Da ich im Internet und bei meinem Händler keinen Ersatz auftreiben konnte, schrieb ich eine Mail an Cormoran und bekam postwendend ein Päckchen mit dem gewünschten Ersatzteil. Geld wollten sie dafür nicht, wohl auch weil das kein "offizielles" Ersatzteil ist.
Es wird zwar viel auf Cormoran geschimpft aber ich kann über meine Rolle nicht klagen.

Viele Grüße
Niels

PS: Nun hab ich die Rolle doch mal zerlegt, um nachzusehen, wie es drinnen aussieht. Alles noch wie neu, keine Korrosion oder Verschleiß. Hab noch etwas frisches Fett dazu getan und wieder zugeschraubt.
Das hab ich bei meiner Abu Baitcaster schon anders gesehen. Da waren nach einem halben Jahr schon deutliche Vertiefungen aus den Zähnen des kleinen Zahnrads rausgegammelt ...


----------



## RUHRPOTTLAR (18. Oktober 2012)

*AW: Cormoran Black Master 8pif*

Hi.
Ich stehe vor der Wahl zwischen Black Master oder der Ryobi Ecusima.
Nun war im Laden und finde die cormoran macht einen Hochwertigeren Eindruck ,aber leider liesst man zu oft in verschiedenen Foren ueber gebrochene kurbel bei der Black Master.
Hmmm schwereendscheidung,denn brauche ne rolle zum Spinnfischen.

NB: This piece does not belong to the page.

Issue #368, opened 2021-10-28
Unnest Function In BigQuery SQLAlchemy Plugin Joins Twice When Selecting Other Columns in CTE or Subquery 


mgtcardenas:
From a customer support request:

**Issue summary**: This issue is closely related to [Unnest function in BigQuery SQLAlchemy plugin joins twice when selecting other columns #353](https://github.com/googleapis/python-bigquery-sqlalchemy/issues/353). After the previous issue was resolved, queries using the UNNEST function that are not in Common Table Expressions (CTE) or subqueries work as expected. See the following minimal example:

Bei der firma Ofenes Loch hatte ich auch mal bestellt,und viel auf die Nase.
Ich meine das Ich ueber Ebay da gekauft hatte.
Rute total zermackt,und der Verkaufer meinte Ich solle nicht versuchen den Preis zu druecken.#q

Eben so askar.... Nur Theather mit einer Rute die 1 Jahr alt ist.
Dann lieber beim Haendler um der Ecke und 5 euro mehr bezahlen,
da wird wenigstens Kunden Service Gross geschrieben.

Gruss


----------



## Sensitivfischer (18. Oktober 2012)

*AW: Cormoran Black Master 8pif*



RUHRPOTTLAR schrieb:


> Hi.
> Ich stehe vor der Wahl zwischen Black Master oder der Ryobi Ecusima.
> ...



Diese Wahl ist eigentlich ganz simpel zu treffen, weil alleine die Ecusima von beiden etwas taugt, egal wie hübsch die Black Master ist.
Außer du willst dir die Ecusima erst in einem halben Jahr kaufen, wenn die Black Master kaputt ist.


----------



## Tate (18. Oktober 2012)

*AW: Cormoran Black Master 8pif*



Sensitivfischer schrieb:


> Diese Wahl ist eigentlich ganz simpel zu treffen, weil alleine die Ecusima von beiden etwas taugt, egal wie hübsch die Black Master ist.
> Außer du willst dir die Ecusima erst in einem halben Jahr kaufen, wenn die Black Master kaputt ist.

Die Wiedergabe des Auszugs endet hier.